Really agree with this! Anyone can buy everything in one set and stick it in a room, but blending different sets shows personality :3

As for me my favourites are mermaid and sweets <3 I also really like the creepy set, rococo in gothic white, and sloppy


----------



## Astro Cake (Mar 3, 2015)

Probably either the classic or rococo set.


----------



## Coach (Mar 3, 2015)

Polka dot set is my favourite!


----------



## Eileane (Mar 3, 2015)

Mermaid set!  It's very lovely!


----------



## ThatLancer (Mar 3, 2015)

Astro customized to blue and black, and Rococo in gothic black. The spaceship-style set with the consoles and hologram machine are pretty awesome, too.


----------



## Goop (Mar 3, 2015)

I absolutely adore the Princess Set.
But I also really like the Patchwork set, Halloween set, and the Rococo set.​


----------



## Muzu (Mar 3, 2015)

I personally like the minimalist set, it's nice and clean. There's a lot of nice furniture in the set.


----------



## MagsyPies (Mar 3, 2015)

I also love the polka dot set customised with silver ore. So shiny <3


----------



## extreme-fuzzy-socks (Mar 3, 2015)

Definitely the sweets set.

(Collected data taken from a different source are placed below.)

PR #7891, opened 2026-08-20
fix(executor): stop retrying Kubernetes HTTP 400 responses

1fanwang:
## Tracking issue

Related to https://github.com/flyteorg/flyte/pull/7366

A validating admission webhook can reject a Kubernetes resource with HTTP 400. The
executor currently treats that response as a transient system error.

Before this change, Flyte retries the same rejected resource until the task times out.
After this change, the task fails once as a user error and shows the API server's
message.

Classify Kubernetes bad-request responses as terminal failures with reason
`BadRequest`. Existing handling for forbidden, invalid, and unknown errors is
unchanged.

## How was this patch tested?

The real create-error classification path is exercised with webhook and bare HTTP 400
responses at the Kubernetes client boundary. No live admission webhook was used.

```console
$ git checkout upstream/main -- executor/pkg/plugin/k8s/plugin_manager.go
$ go test ./executor/pkg/plugin/k8s/... -run TestLaunchResourceErrors -v
--- FAIL: TestLaunchResourceErrors/webhook_400_fails
--- FAIL: TestLaunchResourceErrors/bare_400_fails

$ git checkout origin/1fanwang-k8s-badrequest-terminal-failure -- executor/pkg/plugin/k8s/plugin_manager.go
$ go test ./executor/pkg/plugin/k8s/... -run TestLaunchResourceErrors -v
--- PASS: TestLaunchResourceErrors/webhook_400_fails
--- PASS: TestLaunchResourceErrors/bare_400_fails
--- PASS: TestLaunchResourceErrors/invalid_fails
--- PASS: TestLaunchResourceErrors/forbidden_retries
--- PASS: TestLaunchResourceErrors/unknown_retries
```

### Labels

fixed

### Setup process

The controller-runtime fake client returns real Kubernetes status errors from Create.

- [ ] I updated the documentation accordingly. Not applicable: no documented behavior changed.

## Related PRs

- https://github.com/flyteorg/flyte/pull/7366

### DIFF
--- a/executor/pkg/plugin/k8s/plugin_manager.go
+++ b/executor/pkg/plugin/k8s/plugin_manager.go
@@ -126,6 +126,12 @@ func (pm *PluginManager) launchResource(ctx context.Context, tCtx pluginsCore.Ta
 		if k8serrors.IsInvalid(err) {
 			return pluginsCore.DoTransition(pluginsCore.PhaseInfoFailure("InvalidResource", err.Error(), nil)), nil
 		}
+		// Same for HTTP 400, which is what a validating admission webhook returns when it
+		// rejects the spec outright. Distinct code from InvalidResource because a webhook
+		// rejection and a field the apiserver itself found invalid are different diagnoses.
+		if k8serrors.IsBadRequest(err) {
+			return pluginsCore.DoTransition(pluginsCore.PhaseInfoFailure("BadRequest", err.Error(), nil)), nil
+		}
 		reason := k8serrors.ReasonForError(err)
 		logger.Errorf(ctx, "Failed to launch job, system error. err: %v", err)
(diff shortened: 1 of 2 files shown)


1fanwang:
The description that went up when I opened this was the wrong one — it described an unrelated change. I've replaced it, which is most likely what tripped the check.

The fix: when a validating admission webhook rejects a pod spec, the API server answers the create with HTTP 400. That is neither `Forbidden` nor `Invalid`, so it falls through to the catch-all as a retryable system error and the executor retries a request that can never succeed. This makes it terminal and surfaces the webhook's message. It ports behaviour already merged on v1 in https://github.com/flyteorg/flyte/pull/7366.

Red-to-green for the new test is in the description.

pingsutw (approved):

PR #7899, opened 2026-08-21
fix(flyteplugins): fail tasks whose container exits non-zero instead of relaunching forever

### LINKED ISSUE #7874: Raw ContainerTask exiting non-zero is deleted and recreated forever instead of failing the action
## Describe the bug

A raw `ContainerTask` whose command exits non-zero never fails its action. The executor deletes the pod and creates a new one under the **same pod name** with a **new uid**, indefinitely, while the action stays non-terminal and `Attempts` stays at 1. `retries` is no defence — the loop sits below it.

The identical task exiting 0 finalises correctly, so the exit code is the only variable.

I hit this on a CAD task that rejects malformed input in ~1.5s. It ran 16 times in two minutes before I killed it by hand; because the action reports RUNNING the whole time, it presents as a hang rather than a failure.

## Expected behavior

A non-zero exit should fail the action (or consume a retry and then fail), not be re-created forever.

## To Reproduce

Two tasks, identical except for the last token of the command:

```python

import flyte
from flyte.extras import ContainerTask

IMAGE = "alpine:3.20"
WRITE_OUTPUT = "mkdir -p /var/outputs; echo ok > /var/outputs/status;"

exit_zero = ContainerTask(
    name="exit_zero",
    image=flyte.Image.from_base(IMAGE),
    outputs={"status": str},
    command=["/bin/sh", "-c", f"{WRITE_OUTPUT} exit 0"],
    retries=0,
    timeout=timedelta(minutes=5),
)

exit_nonzero = ContainerTask(
    name="exit_nonzero",
    image=flyte.Image.from_base(IMAGE),
    outputs={"status": str},
    command=["/bin/sh", "-c", f"{WRITE_OUTPUT} exit 5"],
    retries=0,
    timeout=timedelta(minutes=5),
)

env = flyte.TaskEnvironment.from_task("exitrepro", exit_zero, exit_nonzero)
```

```bash
flyte run repro.py exit_zero      # SUCCEEDED in ~10s
flyte run repro.py exit_nonzero   # never terminates; abort by hand
```

Watch the pod rather than the console, which just says Running:

```bash
kubectl get pod -n flyte <run>-a0-0 \
  -o jsonpath='{.metadata.uid} {.status.phase} {.status.containerStatuses[0].restartCount}'
```

## Observed

| task | result |
|---|---|
| `exit_zero` (writes output) | `ACTION_PHASE_SUCCEEDED`, ~10s |
| `exit_nonzero` (writes output) | **never terminal.** 11 distinct pod uids in 15 samples over ~45s, one pod name, `restartCount` 0 throughout, cycling Pending → Running → deleted |
| `exit_nonzero`, no `outputs=` declared (no copilot sidecar) | **never terminal.** 30 samples, 30 distinct uids, `restartCount` 0 — so the sidecar is not involved |
| `exit_zero`, no `outputs=` declared | terminal `FAILED` in 4s: `plugin "pod" failed with system error 4 times: failed to read data from dataDir` |

That last row is the useful contrast: the **system-error** path is correctly bounded by `maxSystemFailures` and terminates. Only the non-zero exit is unbounded.

This is not kubelet restarting the container: `restartPolicy` is `Never` on every Flyte task pod (verified across all 51 in the namespace), `restartCount` stays 0, and the pod **uid changes** — something is deleting and re-creating it.

## Suspected area (not verified — pointers for whoever picks this up)

The delete-and-recreate is what the in-place restart block in `executor/pkg/controller/taskaction_controller.go` does on a USER-kind `PhaseRetryableFailure`: `p.Abort(...)`, `PluginState = nil`, transition overridden to `Queued`. But that block is supposed to be bounded by `currentAttempts < maxAttempts`, and `Status.Attempts` never advances past 1 in `flyte get action`.

Two things worth checking:

1. `observedAttempts()` is 1-based — it returns 1 when `Status.Attempts` is unset. The restart block consumes it as a count of *completed* attempts (`restartAttempts = currentAttempts + 1`). If the incremented value doesn't survive to the next reconcile, `currentAttempts` is 1 forever and the guard never trips.
2. With `retries=0` I'd expect `GetMaxAttempts()` to be 1, which should make `1 < maxAttempts` false and fail permanently on the first failure. It doesn't, so either the budget is larger than the task declares or the counter is being reset.

Related but **not** a fix for this: #7823 (v2.0.41) makes deterministic plugin errors fail immediately, and its own description notes it only catches errors returned directly by a plugin — "errors built from a failure phase go through `systemErrorFromPhaseInfo`, which flattens the code into the message text". A container exit is a failure phase, so it isn't covered. I diffed `taskaction_controller.go` between v2.0.35 and v2.0.42: the retryable-failure and attempts logic is byte-identical, so this reproduces on current main.

## Workaround

A raw container must always exit 0 and report its outcome through a declared output, which a downstream Python task reads and raises on. `pod_template` is not an option for this — setting one routes serialization through `_get_k8s_pod`, which drops `data_config` and so removes the copilot sidecar entirely.

The cost of the workaround is that a rejected case now shows SUCCEEDED in the console, so failures are invisible in the UI.

## Environment

- Flyte backend: `cr.flyte.org/flyteorg/flyte-binary-v2:v2.0.35` (also present in v2.0.42 by inspection)
- Flyte SDK: `flyte` 2.5.7
- Kubernetes: GKE v1.35.6-gke.1258000

davidlin20dev:
## Tracking issue

Closes #7874

A raw `ContainerTask` whose command exits non-zero never fails. The executor keeps deleting and recreating the pod under the same name forever, and `retries` has no effect.

When a pod fails, `DemystifyFailure` decides whether the failure is the user's fault (consumes a retry) or the system's fault (relaunch the pod, no retry consumed). It makes that call from the pod-level `status.Reason` field, but the kubelet leaves that field empty for an ordinary container failure. Finding nothing, the code assumes the node died before anything was recorded and classifies the failure as SYSTEM. The system path relaunches the pod without consuming retries, so the same failure repeats forever. The actual answer, the container's own exit code, was available the whole time but never consulted.

Before falling back to SYSTEM: if the pod has exactly one main container and it exited with a code between 1 and 127, classify the failure as USER, using the container's recorded reason (`ContainerFailed` when the runtime left it empty).

This matches `DeterminePrimaryContainerPhase` in the same file, which already treats a non-zero exit as a user error. Two guards keep the change narrow:

- Exit codes above 127 mean the process was killed by a signal (a node drain or spot eviction sends SIGTERM, which surfaces as 143). Those stay SYSTEM so infrastructure churn never burns user retries.
- Only the pod's main containers are considered. Flyte's co-pilot runs as init containers, so it can never be blamed on the user.

The new code only runs when `code` is still `UnknownError`, so it can only affect cases that previously fell into the fallback.

## How was this patch tested?

Four new unit tests in `pod_helper_test.go`; three fail without the fix (non-zero exit with no reason, exit 127, exit 5 alongside a co-pilot init container), and one pins exit codes above 127 as SYSTEM.

Also verified end to end the same way the issue was reported: the repro script from #7874 unchanged, submitted with the `flyte` CLI (Python SDK) via `flyte run repro.py ...` against a local devbox running the backend built from this branch, with the pods watched through `kubectl`:

| run | before (#7874) | after |
|---|---|---|
| `exit_zero` | succeeded | succeeded, output intact |
| `exit_nonzero`, `retries=0` | looped forever, 11 pod uids | failed in ~5s, USER error with the exit code |
| same, `retries=2` | retries had no effect | pods `-0`, `-1`, `-2`, then failed, 3 attempts used |

The recorded error also correctly separates the sidecar from the task:

    [flyte-copilot-uploader] terminated with ExitCode 0.
    [rcqzcwfvs5kx84p7chdb-a0-0] terminated with exit code (5). Reason [Error].

### Setup process

    make devbox-build FLYTE_ARCHES=arm64
    make devbox-run
    flyte create config --endpoint localhost:30080 --project flytesnacks --domain development --builder local --insecure
    flyte run repro.py exit_nonzero   # repro.py verbatim from #7874

### Screenshots
image-1787352527483
image-1787352533409

### DIFF
--- a/flyteplugins/go/tasks/pluginmachinery/flytek8s/pod_helper.go
+++ b/flyteplugins/go/tasks/pluginmachinery/flytek8s/pod_helper.go
@@ -40,6 +40,16 @@ const SIGKILL = 137
 // unsignedSIGKILL = 256 - 9
 const unsignedSIGKILL = 247
 
+// ContainerFailed is reported when the task's container exited with a non-zero status of its own
+// accord and the container runtime gave no more specific reason.
+const ContainerFailed = "ContainerFailed"
+
+// maxUserExitCode is the highest exit status attributable to the application itself. A process
+// killed by signal N is reported as 128+N, so the band above 127 means something terminated the
+// process rather than the process choosing to fail. Graceful eviction, drain and preemption all
+// send SIGTERM first, which surfaces as 143.
+const maxUserExitCode = 127
+
 const defaultContainerTemplateName = "default"
 const defaultInitContainerTemplateName = "default-init"
 const primaryContainerTemplateName = "primary"
@@ -1600,6 +1610,21 @@ func DemystifyFailure(ctx context.Context, status v1.PodStatus, info pluginsCore
 					containerState.Terminated.ExitCode,
 					containerState.Terminated.Reason,
 					containerState.Terminated.Message)
+			}
+		}
+	}
+
+	// A container that exited non-zero on its own is the application reporting failure, not the
+	// missing kubelet record the fallback below assumes. Only main containers are considered: the
+	// co-pilot runs as init containers. When a pod has exactly one main container, that
+	// container's exit status is taken as the task's result.
+	if code == "UnknownError" && len(status.ContainerStatuses) == 1 {
+		if t := status.ContainerStatuses[0].State.Terminated; t != nil &&
+			t.ExitCode > 0 && t.ExitCode <= maxUserExitCode {
+			if t.Reason != "" {
+				code = t.Reason
+			} else {
+				code = ContainerFailed
 			}
 		}
 	}
--- a/flyteplugins/go/tasks/pluginmachinery/flytek8s/pod_helper_test.go
+++ b/flyteplugins/go/tasks/pluginmachinery/flytek8s/pod_helper_test.go
@@ -3156,6 +3156,107 @@ func TestDemystifyFailure(t *testing.T) {
 			})
 		}
 	})
+
+	t.Run("non-zero exit with no reason is a user error", func(t *testing.T) {
+		phaseInfo, err := DemystifyFailure(ctx, v1.PodStatus{
+			Phase: v1.PodFailed,
+			ContainerStatuses: []v1.ContainerStatus{
+				{
+					Name: "abc123-n0-0",
+					State: v1.ContainerState{
+						Terminated: &v1.ContainerStateTerminated{
+							ExitCode: 2,
+						},
+					},
+				},
+			},
+		}, pluginsCore.TaskInfo{}, "")
+		assert.Nil(t, err)
+		assert.Equal(t, pluginsCore.PhaseRetryableFailure, phaseInfo.Phase())
+		assert.Equal(t, ContainerFailed, phaseInfo.Err().Code)
+		assert.Equal(t, core.ExecutionError_USER, phaseInfo.Err().Kind)
+	})
+
+	t.Run("exit 127 is still a user error", func(t *testing.T) {
+		// 127 is the inclusive upper bound: a missing binary or bad entrypoint is
+		// the user's failure, not the platform's.
+		phaseInfo, err := DemystifyFailure(ctx, v1.PodStatus{
+			Phase: v1.PodFailed,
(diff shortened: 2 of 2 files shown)


popojk (approved):
LGTM. Nice work!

It pairs so well with any other cute pink things (like the claw machine), and villager pictures too.


----------



## starlightsong (Mar 3, 2015)

I love the Harvest Set, I wish I had it in real life. And the polka-dot set, in moderation...too many polka dots at once looks weird.


----------



## honeymoo (Mar 3, 2015)

sweets, princess, gracie and alpine


----------



## tumut (Mar 3, 2015)

I like the card series with the sleek wall and flooring, looks wayyy better than with the matching wallpaper.I love the rococo series too. Sloppy+Cardboard. So many good ones.


----------



## Tyboy000 (Mar 3, 2015)

Either the modern set or the cabana set.


----------



## Snowfell (Mar 3, 2015)

The alpine and classic sets are my favourites. I love how customizable the alpine set is, and the classic set goes nicely with it.


----------



## GrayScreen (Mar 3, 2015)

I love the princess and sleek sets. The princess set has this amazing soft look to it, and the sleek set has a nice modern look that goes great with my house.


----------



## Kendai (Mar 3, 2015)

I'm a big fan of the exotic set, but I love Asian-styled furniture to begin with. I also went with sleek for one of my rooms because the modern styling fit in well with the aesthetics of K.K. music on the wall! 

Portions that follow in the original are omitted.